Yeah, I was reaching for some levity there. No reason debates can't be fun. To that end, I would posit that Justin Bieber may in fact constitute evidence against a benign and loving creator, but I'm well out my lane (pun intended) and would rather get back to the sciencey nerdy stuff.


----------



## diamondbp (Jan 27, 2014)

N2TORTS said:


> Yvonne G said:
> 
> 
> > And you thought by starting a new thread it would be ok to talk about religion?
> ...



I vote for a Justin Beiber debate!


----------



## Team Gomberg (Jan 27, 2014)

*Re: RE: Bombastic Pontificating- Rogue evolution thread*



Yvonne G said:


> I don't know how you can debate evolution without bringing "God" into it, but we don't allow religious discussions here on the forum. So it seems to me the thread is doomed.



This is why discussions on evolution should be held to the same standard as discussions on intelligent design. 
They are both theories on the origin of life. 

I've seen enough scientific evidence to believe I was designed. That all things were designed. 
Look at the digestive system for example. The ability to digest our food with stomach acids that are in a correct balance to not destroy our own stomach lining. 
Male and female biology with the ability to reproduce. 
Fossils are *huge* evidence for lots of things dying very quickly (like in a global flood) because if an animal dies and is left above the ground, the carcass isn't preserved in perfect order. Have any of you seen some of the fossils preserved in recent decades during large floods? Pretty neat.

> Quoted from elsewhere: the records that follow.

PR #5726, opened 2024-12-09
5691 Encounter delete fix

### LINKED ISSUE #5691: Programs Module: deleting an encounter results in duplicated confirmation messages and a warning
## What went wrong? 😲

Noticed the following behaviour when deleting an Encounter: 

https://github.com/user-attachments/assets/7db1f31c-6e4b-47f1-a765-bead4b630596

I have also once saw (and Carl was able to replicate), when deleting an Encounter, you run into an infinite loop of confirmation messages and a warning the information will be lost if navigating away. Looks something like this: 

Screenshot 2024-12-04 at 12 55 42 PM

## Expected behaviour 🤔

Should be able to delete an Encounter successfully, with a single confirmation message and no warning windows showing

## How to Reproduce 🔨

1. Have programs set up in your store
2. Create an encounter for a patient
3. Attempt to delete an encounter - see duplicated confirmation messages.
4. I am unclear on how to replicate the infinite messages & the warning one - saw it happen only once on my laptop and on Carl's computer. It definitely happens, but unable to pinpoint what causes it. 

## Your environment 🌱

- Open mSupply Version: V2.4.1-RC1

- Database type: SQLite3

CarlosNZ:
Fixes #5691

# 👩🏻‍💻 What does this PR do?

Resets the `deleteRequest` value to avoid the infinite loop over the `useEffect` function.

I think the `useEffect` chaining using the `deleteRequest` intermediate value is not great React usage, but changing that is a bit of a bigger job so won't do that now. The problem is we can't easily update the data using JSON Forms' `setData` method and then immediately save that changed data in a single render. Something to figure out another time...

# 🧪 Testing

- [ ] Try to delete an encounter
- [ ] Make sure it works and you are navigated back to the Encounter list without any unnecessary loops
- [ ] Try changing something in the Encounter first before deleting and also confirm no probs

### DIFF
--- a/client/packages/system/src/Encounter/DetailView/DetailView.tsx
+++ b/client/packages/system/src/Encounter/DetailView/DetailView.tsx
@@ -192,12 +192,14 @@ export const DetailView: FC = () => {
     updateEncounter({ status: EncounterNodeStatus.Deleted });
     setDeleteRequest(true);
   };
+
   useEffect(() => {
     if (!deleteRequest) return;
     if (
       (data as Record<string, JsonData>)['status'] ===
       EncounterNodeStatus.Deleted
     ) {
+      setDeleteRequest(false);
       (async () => {
         const result = await saveData(true);
         if (!result) return;


jmbrunskill (approved):
Looks good to me!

The problem with debating evolution vs. design on a tort forum is no one is really looking to be persuaded by evidence. 

I encourage people to really look into the details of what they believe and why.


----------



## N2TORTS (Jan 27, 2014)

Heather here is a good read ..
Evolution of the digestive system:
http://www.cnsweb.org/extra/digestvertebrates/WWWEdStevensCDEvolution.html


----------



## zenoandthetortoise (Jan 27, 2014)

"The problem with debating evolution vs. design on a tort forum is no one is really looking to be persuaded by evidence."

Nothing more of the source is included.